I thought this cartoon a few Sunday's ago was funny:

 

nq060528.gif

 

After my caching adventure yesterday, my GPSr would say:

 

"Not another DNF! I'm embarassed to be with you." :anicute:

Posted

How should I know how to get there their your in-laws

 

Or

 

We've been to look for that cache 6 times already and you havent found it yet ask your just ask your wife SHE found it in a few seconds. :lol:

Posted

Here are a few, just off the top of my head...

 

"Use the force, use the force."

 

"If I tell you where the cache is, then I'd have to kill you."

 

"I know where you've hidden the bodies."

 

"The cache you are trying to reach is no longer within range. Please log a DNF and try again later."

 

(Plays 'Hail to the Chief' very loudly, every time you find a cache)

 

"Micro? MICRO? We don't look for no stinking Micro's."

 

"If you bring home one more McToy..."

 

"You had better call the bomb squad on this one.
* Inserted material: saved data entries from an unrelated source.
PR #3126, opened 2019-10-23
feat: export data as json

tomgs:
Relevant issue: https://github.com/monicahq/monica/issues/3104


asbiin:
I think this one is not relevant ;)

Issue #2835, opened 2019-07-14
Include User Story Tests as Part of Cyprus Tests


Mohammed90:
**Is your feature request related to a problem? Please describe.**

It's not as much a feature for the end-user besides stability. It's an addition to the code-base that'll bring peace of mind and increases the robustness of the application.

The 2 issues I filed recently (#2832 & #2833) were found as I was trying to setup my instance. I simply followed the standard process in setting up any new account on any service (signup, validate my settings, enable 2FA, etc.). They could have been caught before I found them.

**Describe the solution you'd like**

The current Cyprus tests are limited to testing a single use-case (signup, login). Adding more comprehensive tests that cover how a normal user would use various features of the application (e.g. signup, edit a few settings, enable 2FA, download recovery codes, navigate to dashboard, write a journal entry, then logout) will help uncover any failures that will affect the onboarding and the day-to-day usage experience.

**Describe alternatives you've considered (optional)**

🤷‍♂ 

**Additional context**

This is just a suggestion. I like this application as a concept, and just now have I got around to set one up for myself. I've played with it a bit before to figure out how I'd like to configure my instance before actually deploying it 😃

PR #3152, opened 2019-10-31
test: setup cypress

asbiin:
Fix cypress run and add it to the pipeline.

### List elements
When we deal with list elements, cypress cannot now the id of each item
- when a list is displayed
- when an object is added to the list

The solution is to add the id of every items in a `v-cy-items` attribute:
```html
<div v-cy-name="activities-body" v-cy-items="activities.map(c => c.id)">
  <div v-for="activity in activities" :key="activity.id" class="ba br2 b--black-10 br--top w-100 mb2" v-cy-name="'activity-body-'+activity.id">
...
  <a href="" class="pointer" v-cy-name="'edit-activity-button-'+activity.id" @click.prevent="$set(activity, 'edit', true)">{{ $t('app.edit') }}</a>

```

The test looks like:
```js
cy.get('[cy-name=activities-body]').should('be.visible')
  .invoke('attr', 'cy-items').then(function (item) {
    cy.get('[cy-name=edit-activity-button-'+item+']').click();
   ...
  })
```
the `item` var will contains the value of the `cy-items` attribute (here there is only 1 item)

Note that the `v-cy-items` and `v-cy-name` predicates does not do anything in production. On other environments, they add an attribute with the name of the predicate.


Mohammed90:
I guess this addresses #2835, right?

asbiin:
@Mohammed90 well, it's related to, but it does not solve this issue.
Here I would like to run cypress tests in the tests pipeline, and that's all.

resources/js/components/people/Tasks.vue
```diff
@@ -31,7 +31,7 @@
       </div>
 
       <!-- LIST OF IN PROGRESS TASKS -->
-      <ul>
+      <ul cy-name="tasks-body" :cy-items="inProgress(tasks).map(t => t.id)">
```
djaiss: I don't understand what's this does.

tests/Commands/SetupFrontEndTestUserTest.php
```diff
@@ -0,0 +1,26 @@
...
+use Tests\TestCase;
+use App\Models\User\User;
+use App\Models\Account\Account;
+use Illuminate\Foundation\Testing\DatabaseTransactions;
+
+class SetupFrontEndTestUserTest extends TestCase
+{
+    use DatabaseTransactions;
+
+    public function test_it_create_a_test_user()
```
djaiss:
```suggestion
    /** @test */
    public function it_creates_a_test_user()
```

tests/cypress/integration/auth/signup_spec.js
```diff
@@ -25,30 +23,21 @@ describe('Signup', function () {
   //   cy.contains('Login to your account')
   // })
 
-  it('should block registration if policy is not accepted', function () {
-    cy.visit('/register')
+  //it('should block registration if policy is not accepted', function () {
+  //  cy.register(faker.name.firstName(), faker.name.lastName(), faker.internet.password(), faker.internet.email(), false);
+  //  cy.get('.alert').should('exist');
```
djaiss: Is it commented on purpose?

resources/js/components/people/Tasks.vue
asbiin: this allow cypress to know the id of the items inside the iteration (it unlikely '1').
I just though it's kind a problem to output this in production ...

resources/js/components/journal/JournalList.vue
```diff
@@ -13,12 +13,14 @@
       <journal-rate-day @hasRated="hasRated" />
 
       <!-- Logs -->
-      <div v-for="journalEntry in journalEntries.data" :key="journalEntry.id" class="cf" :cy-name="'entry-body-' + journalEntry.id">
-        <journal-content-rate v-if="journalEntry.journalable_type == 'App\\Models\\Journal\\Day'" :journal-entry="journalEntry" @deleteJournalEntry="deleteJournalEntry" />
+      <div v-if="journalEntries.data" cy-name="journal-entries-body" :cy-items="journalEntries.data.map(j => j.id)" :cy-object-items="journalEntries.data.map(j => j.object.id)">
```
djaiss: I really don't understand the need of both cy-items and cy-object-item, and I don't understand the map thing.

djaiss: Alright I saw your comment about the map thing below. But why still need to cy data attribute here?

.azure/job-test-cypress.yml
```diff
@@ -0,0 +1,51 @@
...
+      echo "REQUIRES_SUBSCRIPTION=true" >> .env
+  - template: step-composer-install.yml
+  - template: step-prepare-db.yml
+  - template: step-seed-test-db.yml
+
+  - template: step-cache-yarn.yml
+  - script: yarn inst
+    displayName: yarn install
+
+  - script: npm run cy:verify
```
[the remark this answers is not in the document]
asbiin: cypress needs an installation before running.
See https://docs.cypress.io/guides/guides/command-line.html#cypress-verify

resources/js/components/journal/JournalList.vue
asbiin: I've added a description in the PR to explain this

tests/cypress/integration/auth/signup_spec.js
asbiin: I think it's because it's not working in cypress

PR #3158, opened 2019-11-03
feat: enhance user invitation mail

asbiin:
Remove the old invitation mail template


djaiss:
@asbiin why did you change the default admin password?

asbiin:
@djaiss because the password policy is: "min:6" (and we should change that too)

PR #3173, opened 2019-11-08
docs: debian instructions updated for buster

RussellAult:
Just finished a Debian Buster installation and thought I'd update the installation docs based on my experience:
- Removed installing unused utilities
- Changed all php packages to php* (as opposed to php7.3*) to aid with future system upgrades
- Removed php packages that are dependencies of other packages
- Composer installation is now through apt
- use crontab instead of adding a file to cron.d (which, technically, should be left for packages)
- Removed everything related to php-fpm (unless I'm really missing something there's no reason not to use the default libapache2-mod-php7.3)


asbiin:
Thank you @RussellAult !

RussellAult:
You're welcome!

PR #3203, opened 2019-11-14
fix: fix reminders API GET requests

### LINKED ISSUE #2557: Bug in reminders API endpoint
Getting reminders via. API has an error in date formatting. 
API endpoint responds as below,

```json
{
    "message": "Unexpected data found.\nUnexpected data found.\nUnexpected data found.\nData missing"
}
```

##### Important
- Initially, I thought, the error is in my hosted version but tested on https://app.monicahq.com and it occurs there too.

##### Steps to reproduce
- Create `PersoalAccessToken` from https://app.monicahq.com/settings/api (or make sure you are able to access the API with other methods)
- I am using **PersonalAccessToken**
- Visit `api/reminders` endpoint with your accessToken.
- You should get above error(If you have at least 1 reminder in future) I have just 1 reminder.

It looks to be camo'd ammo can full of golf balls and Mctoys. Let 'them' blow it up. *evil laughter*

 

"No, three leaves are fine. That's an old wives tale. Go ahead, use them to wipe your arse."

 

"Honest! It's right over there, give or take twenty feet."

 

"So you didn't find it. Who's going to know? Just log it. It's all about the numbers, right?"

 

"You spent HOW MUCH on Ebay for that geocoin? Heck,I'll show you where you can find one. And it's free!! Yes, you'll have to get dressed. Yes, and you'll have to get out of the house.... Yes, gas is expensive. Oh...never mind."

 

"See, I told you you should have taken that left. Hey, can I help it if you're holding me upside down?"

 

"Repeat after me! "I am not a chew toy. I am not a chew toy".

 

"No, I'm not a magic wand. You can't just wave me around and expect me to find it for you. What do you think I am, a Garmin?

 

"Just because there are no stop signs on my maps, doesn't mean you can ignore them."

 

"What do you mean you can't find level 42? I'm not a Game Boy, you idiot."

 

(Heavy breathing) (Your Name) "I am your father." (More heavy breathing)

 

If at first your don't succeed, Screw it and go to the next one. *Darn Micro's*

 

"Just ask the guy over there, the one with the sign that reads, "Judgement day is upon us". Maybe he's seen it."

 

"If you kiss one more frog..."

 

"So that's what a dead hamster looks like. I thought they had more...hair."

 

"I'll get you my pretty, and your little TB too."

 

"Oh! You meant the Smitt cache. Sorry!"